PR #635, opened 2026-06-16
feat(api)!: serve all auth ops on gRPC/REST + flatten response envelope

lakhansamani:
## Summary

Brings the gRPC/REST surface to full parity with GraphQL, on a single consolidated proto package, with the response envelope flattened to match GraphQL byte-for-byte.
---
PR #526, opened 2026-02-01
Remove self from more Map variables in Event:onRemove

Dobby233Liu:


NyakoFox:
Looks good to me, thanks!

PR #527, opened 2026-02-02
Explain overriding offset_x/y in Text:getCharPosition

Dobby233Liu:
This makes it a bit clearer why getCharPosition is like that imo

WHAT IS BEING ASKED:
Please transcribe exactly the lines above from the line that has "Explain overriding offset_x/y" up to and including the line that has "This makes it"; no other line belongs in the answer.

EXERCISE OUTPUT:
Explain overriding offset_x/y in Text:getCharPosition

Dobby233Liu:
This makes it a bit clearer why getCharPosition is like that imo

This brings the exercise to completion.